As part of the eclipse commitment to quality, we submit to annual audits from a third-party auditing firm to review our deliverables and Quality documents each year. This is the first in a two-part series conducted by Kristie Lively, Vice President, Clinical Operations & Quality Compliance with a lead auditor from our selected firm – Kris Erickson, NQA USA.
What are the benefits to a company obtaining ISO registration?
The benefits of ISO registration go beyond a nice certificate hanging on your wall. Preparing for ISO registration involves an intensive team effort by all company employees, and leads to improvements to your business that are far more important than a framed piece of paper stating that you are certified.
ISO-certified companies see the following potential benefits:
- Increased efficiency in their operations
- Cost savings from reduced product rejects, and fewer warranty claims
- Continual improvement of their products and services
- Increased traceability and accountability throughout the organization
- Improved client satisfaction
- Improved competitive positioning in their industry
- Recognition by suppliers and clients that they have a first-class quality management system
Sometimes I explain the ISO9001 standard to people this way: “These are the things any successful company should be doing, but the fact that it is now required, and that the company is audited regularly, means these things happen on a consistent basis.”
What are the biggest challenges organizations face when they initially begin the ISO registration process?
You know, sometimes we get calls from companies that would like to become ISO registered, and after a few questions we realize they are just not ready. I think companies underestimate the effort involved in preparing for a registration audit if they are not familiar with the process.
But there is help! There are many highly qualified industry consultants who will guide a company through the process.
NQA also offers an optional pre-assessment to help companies identify the areas that need work.
Our registration process is two-stage.

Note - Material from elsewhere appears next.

PR #635, opened 2022-07-06
[DO NOT MERGE] ci: test if cachepot works

TriplEight:
I've crafted a `contracts-ci-linux:cachepot` with `cargo install --git https://github.com/paritytech/cachepot --tag=0.1.0-rc.2 --features=redis`. To test if it's functional.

At the Stage 1 audit, problems that could cause a failure of Stage 2 are identified. So companies have a chance to get things in order before the “real” audit at, Stage 2.
What are some common mistakes made by organizations when trying to implement the standards?
As the ISO 9001 Standard has evolved, there has been less and less of a focus on the quantity of documentation. The previous version of the Standard, released in the year 2000, required the company to have documented procedures for twenty different activities within the business. The current version, 2008, requires six documented procedures. The motivation behind this reduction is to allow the company to define the efficiencies that match its business case. We auditors now spend time understanding the business process and trace it through specific scenarios to assure that the company followed its procedures consistently. So the idea that more procedures are better is a thing of the past. More documentation does not equal more quality.
What process or organizational change makes the greatest impact on quality output for companies?
One is corrective action. A robust corrective action process means that companies are finding the true root cause behind problems that arise. They find methods for containing the immediate problem, then creating a fix that will prevent the same problem from happening again, and a plan to check for effectiveness of that fix in the future.
I also believe setting quality objectives is important. High-level management must zero in on the few key indicators of quality, set goals, communicate them, measure and track them, and react quickly if anything goes awry. Again, something any successful company should be doing, but with ISO9001 it becomes mandatory.